EXERCISE INSTRUCTIONS:
Set the data down once more, exactly as it is written.

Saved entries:
--- START ---

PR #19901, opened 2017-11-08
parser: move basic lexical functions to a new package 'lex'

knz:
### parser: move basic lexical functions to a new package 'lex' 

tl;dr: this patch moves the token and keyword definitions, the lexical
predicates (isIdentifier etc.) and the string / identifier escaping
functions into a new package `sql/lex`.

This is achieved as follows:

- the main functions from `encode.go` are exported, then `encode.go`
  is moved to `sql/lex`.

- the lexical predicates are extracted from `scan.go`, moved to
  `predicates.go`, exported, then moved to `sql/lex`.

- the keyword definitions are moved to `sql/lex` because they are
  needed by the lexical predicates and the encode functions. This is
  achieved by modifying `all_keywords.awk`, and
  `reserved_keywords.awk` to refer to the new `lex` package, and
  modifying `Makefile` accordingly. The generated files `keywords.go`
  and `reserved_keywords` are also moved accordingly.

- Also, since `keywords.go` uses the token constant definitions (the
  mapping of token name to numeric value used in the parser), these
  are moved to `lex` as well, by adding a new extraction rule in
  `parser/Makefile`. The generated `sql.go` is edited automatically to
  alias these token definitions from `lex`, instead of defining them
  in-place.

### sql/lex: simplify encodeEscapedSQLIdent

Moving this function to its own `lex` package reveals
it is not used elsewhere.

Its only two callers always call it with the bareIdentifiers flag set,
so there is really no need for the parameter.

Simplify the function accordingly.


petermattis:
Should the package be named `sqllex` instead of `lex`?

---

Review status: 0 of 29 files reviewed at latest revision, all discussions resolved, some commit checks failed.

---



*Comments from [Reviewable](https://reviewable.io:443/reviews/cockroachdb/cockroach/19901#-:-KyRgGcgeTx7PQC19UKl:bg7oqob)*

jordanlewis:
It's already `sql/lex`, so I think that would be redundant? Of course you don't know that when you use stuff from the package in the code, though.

--- END ---

YOUR RESPONSE:
PR #19901, opened 2017-11-08
parser: move basic lexical functions to a new package 'lex'

knz:
### parser: move basic lexical functions to a new package 'lex' 

tl;dr: this patch moves the token and keyword definitions, the lexical
predicates (isIdentifier etc.) and the string / identifier escaping
functions into a new package `sql/lex`.

This is achieved as follows:

- the main functions from `encode.go` are exported, then `encode.go`
  is moved to `sql/lex`.

- the lexical predicates are extracted from `scan.go`, moved to
  `predicates.go`, exported, then moved to `sql/lex`.

- the keyword definitions are moved to `sql/lex` because they are
  needed by the lexical predicates and the encode functions. This is
  achieved by modifying `all_keywords.awk`, and
  `reserved_keywords.awk` to refer to the new `lex` package, and
  modifying `Makefile` accordingly. The generated files `keywords.go`
  and `reserved_keywords` are also moved accordingly.

- Also, since `keywords.go` uses the token constant definitions (the
  mapping of token name to numeric value used in the parser), these
  are moved to `lex` as well, by adding a new extraction rule in
  `parser/Makefile`. The generated `sql.go` is edited automatically to
  alias these token definitions from `lex`, instead of defining them
  in-place.

### sql/lex: simplify encodeEscapedSQLIdent

Moving this function to its own `lex` package reveals
it is not used elsewhere.

Its only two callers always call it with the bareIdentifiers flag set,
so there is really no need for the parameter.

Simplify the function accordingly.


petermattis:
Should the package be named `sqllex` instead of `lex`?

---

Review status: 0 of 29 files reviewed at latest revision, all discussions resolved, some commit checks failed.

---



*Comments from [Reviewable](https://reviewable.io:443/reviews/cockroachdb/cockroach/19901#-:-KyRgGcgeTx7PQC19UKl:bg7oqob)*

jordanlewis:
It's already `sql/lex`, so I think that would be redundant? Of course you don't know that when you use stuff from the package in the code, though.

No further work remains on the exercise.